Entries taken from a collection
PR #4307, opened 2022-10-24
feat: display achievement service badge on lending stats page

eddieferrer:
Screen Shot 2022-10-24 at 9 58 25 AM

I just added this new query to the created hook, I suppose the page could be refactored to add this in prefetch, but it will need a sequence of requests since the achievements api request depends on the userId. 

Users without badges should not be shown anything, for now.

### DIFF
--- a/src/graphql/query/userAchievementsProgress.graphql
+++ b/src/graphql/query/userAchievementsProgress.graphql
@@ -1,0 +1,11 @@
+
+query userAchievementProgress(
+	$userId: String!
+) {
+	userAchievementProgress(userId: $userId) {
+		achievementProgress {
+			achievementId
+			status
+		}
+	}
+}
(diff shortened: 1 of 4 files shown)


dyersituations (approved):

mcstover (approved):

src/graphql/query/userAchievementsProgress.graphql
```diff
@@ -0,0 +1,11 @@
+
+query userAchievementProgress(
+	$userId: String!
+) {
+	userAchievementProgress(userId: $userId) {
```
emuvente, line 5: This endpoint should be refactored on the backend to read the user ID from the JWT, like other endpoints do. Then the userId argument isn't required and this can be called in a regular prefetch like other endpoints.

Goal of the exercise = Copy out every line above where "this" is present.

Expected answer =
I just added this new query to the created hook, I suppose the page could be refactored to add this in prefetch, but it will need a sequence of requests since the achievements api request depends on the userId. 
emuvente, line 5: This endpoint should be refactored on the backend to read the user ID from the JWT, like other endpoints do. Then the userId argument isn't required and this can be called in a regular prefetch like other endpoints.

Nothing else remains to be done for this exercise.